A UCL-led study shows bioactive nanoparticles can restore blood-brain barrier function and clear amyloid-β in mice, reversing Alzheimer’s-like brain changes
A new UCL-co-led study reveals that specially designed nanoparticles can reverse Alzheimer’s disease pathology in mice by repairing the blood-brain barrier and promoting the removal of toxic amyloid-β proteins. Unlike traditional approaches that deliver drugs, these “supramolecular” nanoparticles act as therapeutic agents themselves. In treated mice, scientists observed dramatic reductions in amyloid burden and even restoration of normal behaviour over time. This discovery opens a promising pathway toward therapies that target brain vasculature to combat dementia.
The findings are detailed in Signal Transduction and Targeted Therapy.
Repairing the brain’s vascular system to clear harmful proteins
Unlike traditional nanomedicine, which uses nanoparticles to deliver drugs, this approach employs bioactive nanoparticles that act as treatments themselves. Rather than targeting neurons, the therapy focuses on repairing the blood-brain barrier—the brain’s protective gateway. Restoring this crucial interface allowed researchers to reverse Alzheimer’s-related damage in animal models, offering a potential new route to treating dementia.
The brain obtains energy from a vast blood supply, supported by a unique and dense vascular system, where a single capillary nourishes each neuron. The brain contains around one billion capillaries, highlighting the vital role of brain vasculature health, especially in diseases like dementia and Alzheimer’s.
The blood-brain barrier is a cellular and physiological barrier that separates the brain from the blood flow, protecting it from external dangers such as pathogens or toxins.
The supramolecular nanoparticles developed in this study act like a switch that resets the system. It mimics the ligands of LRP1, effectively binding to amyloid-β, crossing the blood-brain barrier, and initiating the process of removing harmful proteins from the brain. This helps restore the vasculature’s natural role as a waste-clearing pathway and bring it back to proper function.
Introducing nanoparticles to treat Alzheimer’s disease
The nanoparticles act as supramolecular drugs and are designed with a bottom-up molecular engineering approach, allowing precise size control with a defined number of surface ligands. The platform is then able to interact with multiple cellular receptors in a particular way, thereby opening up a unique and novel way to regulate receptor function.

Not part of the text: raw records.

PR #716, opened 2025-03-13
use s1_orbits to fetch orbit files from AWS

asjohnston-asf:
Uses [s1_orbits](https://pypi.org/project/s1-orbits/) to fetch orbit files from the [Registry of Open Data on AWS](https://registry.opendata.aws/s1-orbits/), which will be faster and less error prone than using hyp3lib.

Similar treatment as https://github.com/ACCESS-Cloud-Based-InSAR/DockerizedTopsApp/releases/tag/v0.4.0.

I'll take some time this afternoon to run `calcDelaysGUNW` for a handful of GUNW products with the old and new code and confirm they both ultimately download the same orbit files.


tools/RAiDER/gnss/downloadGNSSDelays.py
```diff
@@ -18,7 +18,7 @@
 
 
 # base URL for UNR repository
-_UNR_URL = 'http://geodesy.unr.edu/'
+_UNR_URL = 'https://geodesy.unr.edu/'
```
asjohnston-asf, line 21: Unrelated to the orbit changes, geodesy.unr.edu is not responding over http today. Requests hang indefinitely, causing the GNSS related tests to fail. The test worked when they last ran on Mar 4.

Requests over https work fine, so updating the scheme here resolved my issues.

asjohnston-asf:
I'm not inclined to take action on the coveralls check. Coverage changed from 3,326/3,518 to 3,204/3,395. Untested lines dropped from 192 to 191, and every line I changed is tested, but I removed enough code that the untested 191 lines are a slightly bigger percent of the total.

jlmaurer (approved):
LGTM!

PR #731, opened 2025-06-17
Fix GMAO downloader

### LINKED ISSUE #673: [BUG] `models/gmao.py:149` Undefined names dt, crs
**Describe the bug**
Ruff reports that the variables `dt` and `crs`, used below, are not defined.
https://github.com/dbekaert/RAiDER/blob/d617dacf585004c4b20ac138f93366013c3efbf6/tools/RAiDER/models/gmao.py#L147-L151

RAiDER proceeds without any error because this line is wrapped in a bare try-except. I suspect this try-except was not meant to catch this error in particular, but since it didn't specify an exception it must have slipped through.

 - RAiDER git tag:
commit 2a348023801fc1f7fb21427d3ae63150530e2382 (HEAD -> dev, tag: v0.5.2, upstream/main, upstream/dev, upstream/HEAD)
Merge: 223d862 2b7190c
Author: Jeremy Maurer <maurer.jeremy@gmail.com>
Date:   Mon Jul 15 11:54:29 2024 -0500

    Merge pull request #670 from dbekaert/dev
    
    v0.5.2
 - OS: Arch Linux 5.15.153.1-microsoft-standard-WSL2 on Windows 10

nate-kean:
## Description

Fixes `GMAO._fetch()`. With this, RAiDER should now be able to download data from GMAO.

> [!IMPORTANT] 
> RAiDER is downloading GMAO data now, I think verifying the _correctness_ of the data is out of my wheelhouse. I would like to ask someone with expertise in this project's math for help in checking the outputs as part of the review.

1. Adds missing logic in `GMAO._fetch()` to extract q from the fetched data, to the case where the input time is past `T0`.
2. Adds a line to perform `np.meshgrid()` on the lats and lons, [as in the MERRA2 implementation of `_fetch()`](https://github.com/dbekaert/RAiDER/blob/b837793/tools/RAiDER/models/merra2.py#L90), as this appeared necessary to present the lats and lons to `writeWeatherVarsXarray()` with the expected dimensions.  
    - **This is the portion that I am the most unsure about.**
3. Defers loading `.netrc` credentials to pydap:
    - The credentials appeared to be hard-coded dummy credentials before.
    - Explicit credential passing was deprecated anyway, and this actually also resolves a deprecation warning.
    - I added this change to the MERRA2 class as well.
    - This obsolesces `read_EarthData_loginInfo()`, so this PR also removes `read_EarthData_loginInfo()` and its tests.
4. Makes `GMAO._fetch()`'s call to `writeWeatherVarsXarray()` raise exceptions it encounters instead of suppressing them.

Fixes https://github.com/dbekaert/RAiDER/issues/673.

## Motivation and Context

This PR is meant to fix the issues surrounding RAiDER's GMAO class's ability to download data. From my investigation, I found that these things stood in RAiDER's way of properly fetching GMAO data:
1. As the GMAO class evolved over time, it came to be that it would work for some requested dates, but not others; through at least a couple commits, one branch was tested but not the other.
2. A certain line that had errors in it was wrapped in a try-catch block that suppressed all exceptions coming from it, making tests against it look like they were passing, when really they were not, and no data was being saved.
3. Dummy API credentials were hardcoded in, making it so that requests would fail even if everything else was correct.

And so this PR was aimed primarily at fixing those issues.

## How Has This Been Tested?

All test continue to pass, and I can now see RAiDER saving an .nc file when requested to download GMAO data. Work still needs to be done to verify that the data it is saving is what would be expected.

## Type of change

## Checklist:


jlmaurer:
@garlic-os one quick comment on this. Is there a reason to remove the Earthdata creds testing from the test suite? There may be DEMs or other datasets that RAiDER might use that require Earthdata credentials.

nate-kean:
My reasoning for deleting it was that this fix makes it so RAiDER doesn't have a need for `read_EarthData_loginInfo()` anymore. Part of the fix is moving away from a deprecated pydap function, `pydap.cas.urs.setup_session()`, and over to pydap's new method for loading EarthData credentials where it handles it all on its own. In doing so, the project's one use of `read_EarthData_loginInfo()` is removed.

But I see what you mean; if we believe the ability to read EarthData credentials ourselves would be useful in the future, I wouldn't be opposed to keeping it.

jlmaurer (approved):

nate-kean (commented):
We would also want to restore `read_EarthData_loginInfo()` itself in `utilFcns.py`

Oop, my bad, spoke too soon, there it is

jlmaurer (approved):

jlmaurer:
> We would also want to restore `read_EarthData_loginInfo()` itself in `utilFcns.py`
> 
> Oop, my bad, spoke too soon, there it is

Ah yeah sorry, was just updating on the fly. If this passes I'll merge it in!

nate-kean:
Had a meeting with Jeremy, and I have reverted the commits of Jeremy's that restored `read_EarthData_loginInfo()` per his request. We decided it would be better after all to remove it for now, since its functionality is now completely taken care of by the netrc and pydap packages, rather than leave code in RAiDER that would go unused.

This precision enables the adequate clearance of amyloid-β from the brain and restores balance to the vascular system that maintains healthy brain function.
Professor Lorena Ruiz Perez, based at IBEC and the University of Barcelona (UB), said: “Our study demonstrated remarkable efficacy in achieving rapid Aβ clearance, restoring healthy function in the blood-brain barrier and leading to a striking reversal of Alzheimer’s pathology.”
Removing waste proteins from the brain and restoring health
The researchers found that targeting a specific mechanism allowed undesirable “waste proteins” produced in the brain to pass through this barrier and be eliminated in the blood flow. In Alzheimer’s disease, the main “waste” protein is amyloid beta.
Researchers used genetically programmed mice that developed a significant cognitive decline mimicking Alzheimer’s pathology. They administered only three doses of the supramolecular drugs, and the mice were regularly monitored.
Dr Junyang Chen, first co-author of the study based at the West China Hospital of Sichuan University, who was a PhD student at UCL Chemistry during the work, said: “Only one hour after the injection, we observed a reduction of 50–60% in Aβ amount inside the brain.”
The researchers found that one 12-month-old mouse (equivalent to a 60-year-old human), who was treated with the nanoparticles, had recovered to a healthy mouse six months later.
Study leader Professor Giuseppe Battaglia, formerly a professor at UCL Chemistry and now a UCL visiting professor, based at the Catalan Institution for Research and Advanced Studies (ICREA) and the Institute for Bioengineering of Catalonia (IBEC), said: “The long-term effect comes from restoring the brain’s vasculature. We believe it works like a cascade: when toxic species, such as amyloid-beta (Aβ), accumulate, the disease progresses. However, once the vasculature can function again, it begins to clear Aβ and other harmful molecules, allowing the entire system to regain its balance.
“What’s remarkable is that our nanoparticles act as a drug and seem to activate a feedback mechanism that brings this clearance pathway back to normal levels.”